Dwie role „Solidarności”

20/01/2013
530 Wyświetlenia
0 Komentarze
5 minut czytania
no-cover

Wywiad „Wirtualnej Polski” z szefem NSZZ „Solidarność” Piotrem Dudą upewnił mnie w przekonaniu, że dziś rola „S” powinna sprowadzać się tylko do upamiętniania jej historycznego dziedzictwa. Broń Boże, byśmy poszli za gospodarczymi radami Piotra Dudy.

0


Przewodniczący NSZZ "Solidarność" Piotr Duda udzielił wywiadu "Wirtualnej Polsce", w którym mówił o rynku pracy i kondycji polskiej gospodarki. Wniosek przewodniczącego Dudy, że gospodarka ma się źle, a rynek pracy tak samo – nie jest może odkrywczy. Natomiast koncepcje, które usiłuje wdrożyć w życie pan Duda, celem poprawy tej sytuacji gospodarczej, brzmią alarmująco. Jest to bowiem recepta na to, by Polskę doprowadzić do zapaści gospodarczej.

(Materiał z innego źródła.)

PR #1604, opened 2024-09-13
Buttons: Further Fixes

TimGoll:
This pullrequest introduces a further fix to buttons that were introduced by the move of use calls to the client. It fixes the same issue the last PR (#1580) attempted to fix, but this time it improves upon this. Two things are done in this PR:

- added `foundButton:SetSolid(SOLID_BSP)` to make sure all buttons on the map can be actually hit by a trace. This also fixes the issue introduced in the last PR, where some buttons now had a hitbox the player could collide with
- rewrote the syncing to the client as it was a nightmare. Many entites are NULL entities on the client if the player is too far away. This new approach with NWInts fixes this because it makes use of the internal GMod systems.


TimGoll:
It was just confirmed that this PR fixes the issue

saibotk (approved):

PR #1606, opened 2024-09-14
Buttons: Added Cancelable Hook

TimGoll:
Added a cancelable hook that is triggered on button use. This is needed for an addon that I want to create that adds further info to buttons (like a description of the button depending on its state)

```lua
---
-- A hook that is called before a button is pressed. Can be used to cancel the event by returning false.
-- @param Player ply The player that pressed the button
-- @param Entity ent The button entitiy
-- @param boolean oldState The old toggle state of the button before it was pressed
-- @return boolean return false to prevent the player from using that button
-- @hook
-- @realm server
function GM:TTT2OnButtonUse(ply, ent, oldState)
```

### DIFF
--- a/gamemodes/terrortown/gamemode/server/sv_player.lua
+++ b/gamemodes/terrortown/gamemode/server/sv_player.lua
@@ -595,7 +595,7 @@ end)
 ---
 -- A hook that is called before a button is pressed. Can be used to cancel the event by returning false.
 -- @param Player ply The player that pressed the button
--- @param Entity ent The button entitiy
+-- @param Entity ent The button entity
 -- @param boolean oldState The old toggle state of the button before it was pressed
 -- @return boolean return false to prevent the player from using that button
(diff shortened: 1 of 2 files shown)


gamemodes/terrortown/gamemode/server/sv_player.lua
```diff
@@ -581,6 +592,16 @@ net.Receive("TTT2PlayerUseEntity", function(len, ply)
     end
 end)
 
+---
+-- A hook that is called before a button is pressed. Can be used to cancel the event by returning false.
+-- @param Player ply The player that pressed the button
+-- @param Entity ent The button entitiy
```
saibotk, line 598:
```suggestion
-- @param Entity ent The button entity
```

saibotk (changes requested):

saibotk (approved):

PR #1608, opened 2024-09-15
Buttons: Added Serverside Fallback

TimGoll:
Since there were still issues with clientside use detection (at least on the map `ttt_mc_jondome` one button refused to work), I added a serverside fallback. If the client doesn't detect any entity on use press, the server uses the engine function to detect any use entity close by. This works.

Only downside is that it triggers uses for entities where the targetID is just slightly out of range. However this is how it has been in 0.13.2 and earlier as well.

Update: In the last commit I implmented `IsUsableEntity` from the sourceSDK in lua. All important links to the original code are in the added code. I had to do this because enties without a `+use` assigned could block the trace. Now it uses the aforementioned serverside fallback if an entity has no use.

image

https://discord.com/channels/442107660955942932/467653559408656384/1285124499401998356

### DIFF
--- a/gamemodes/terrortown/gamemode/server/sv_entity.lua
+++ b/gamemodes/terrortown/gamemode/server/sv_entity.lua
@@ -2,6 +2,12 @@
 -- @ref https://wiki.facepunch.com/gmod/Entity
 -- @class Entity
 
+-- Caps taken from here: https://github.com/ValveSoftware/source-sdk-2013/blob/55ed12f8d1eb6887d348be03aee5573d44177ffb/mp/src/game/shared/baseentity_shared.h#L21-L38
+FCAP_IMPULSE_USE = 16
+FCAP_CONTINUOUS_USE = 32
+FCAP_ONOFF_USE = 64
+FCAP_DIRECTIONAL_USE = 128
+
 local safeCollisionGroups = {
     [COLLISION_GROUP_WEAPON] = true,
 }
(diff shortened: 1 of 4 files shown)


TimGoll:
image

confirmed to finally resolve all issues with buttons

gamemodes/terrortown/gamemode/server/sv_entity.lua
```diff
@@ -2,6 +2,12 @@
 -- @ref https://wiki.facepunch.com/gmod/Entity
 -- @class Entity
 
+-- Caps taken from here: https://github.com/ValveSoftware/source-sdk-2013/blob/55ed12f8d1eb6887d348be03aee5573d44177ffb/mp/src/game/shared/baseentity_shared.h#L21-L38
+FCAP_IMPULSE_USE = 16
+FCAP_CONTINUOUS_USE = 32
+FCAP_ONOFF_USE = 64
+FCAP_DIRECTIONAL_USE = 128
```
Histalek, line 9: Documenting these is a good idea, but we don't need them accessible via code IMO.

We can simply precompute these into a single value and use that value below instead of the bitwise-or

gamemodes/terrortown/gamemode/server/sv_entity.lua
```diff
@@ -69,3 +75,28 @@ function entmeta:Spawn()
...
+-- @realm server
+function entmeta:IsUsableEntity(requiredCaps)
+    requiredCaps = requiredCaps or 0
+
+    local caps = self:ObjectCaps()
+
+    if
+        bit.band(
+                caps,
+                bit.bor(FCAP_IMPULSE_USE, FCAP_CONTINUOUS_USE, FCAP_ONOFF_USE, FCAP_DIRECTIONAL_USE)
```
Histalek, line 93: replace this with the precomputed value above

gamemodes/terrortown/gamemode/server/sv_entity.lua
Histalek: > You can pass these to the function if you want to get a specific check, so we need them.

Ah fair.

> How would I document them? We never documented enums so far

I meant documenting what fcaps we use in general (e.g. in a full text comment) not as full doc comment. It's like it is now though

Histalek (approved):

PR #1610, opened 2024-09-16
Buttons: Post Button Init Hook

TimGoll:
Added a hook that is called AFTER all buttons on the map are initialized. This happens on hotreload and post map cleanup. I added this hook because I need it in my button name addon so that I don't have to rebuilt the existing list again.

```lua
---
-- Hook that is called after all buttons were initialized on the map. This happens after
-- a map cleanup when a new round starts or when the list is rebuilt after a hotreload.
-- @param table buttonList A table with all buttons found on the map
-- @hook
-- @realm server
function GM:TTT2PostButtonInitialization(buttonList)
```


Histalek (approved):
LGTM

PR #1613, opened 2024-09-17
Plyspawn: Find Spawn on Ground

TimGoll:
While working on the button addon I noticed that `plyspawn.GetSpawnPointsAroundSpawn` doesn't actually make sure that the spawn is on the ground. This change fixes that. This should also slightly improve spawns on maps with too few spawn points.


Histalek (approved):
(optional)
Have you taken a look at https://wiki.facepunch.com/gmod/navmesh.GetGroundHeight ? 
This would save us the manual trace and the 32 units of empty space check also sounds nice.

TimGoll:
> (optional) Have you taken a look at https://wiki.facepunch.com/gmod/navmesh.GetGroundHeight ? This would save us the manual trace and the 32 units of empty space check also sounds nice.

Oh, I will check that out, sounds perfect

W wywiadzie Piotr Duda mówi generalnie o dwóch sprawach. Pierwsza to tzw. "umowy śmieciowe", których likwidacja jest głównym punktem propagandowym Piotra Dudy. Jest to oczywiście postulat zły. Umowy "śmieciowe" nie wynikają z tego, że pracodawcy traktują pracowników jak śmieci (jak wprost mówi w wywiadzie przewodniczący NSZZ) tylko są receptą na pazerność fiskusa, który ściąga od nas haracz pod pretekstem obowiązkowych składek na ZUS i innych. Obciążenia fiskalne są tak wysokie, że coraz mniej firm stać jest na zatrudnienie pracownika na pełen etat. Kompromisem są więc umowy cywilnoprawne. Pracownik dostaje wynagrodzenie (i ma się z czego utrzymać) firma dostaje cudzą pracę, a nie dostaje nic pazerne państwo. I pracownikowi i pracodawcy się to opłaca. Gdyby Piotr Duda miał możliwość wprowadzić w zycie swoje postulaty i zlikwidować umowy śmieciowe to skutek byłby opłakany – natychmiastowe zwolnienie wszystkich, którzy utrzymują się z umów "śmieciowych".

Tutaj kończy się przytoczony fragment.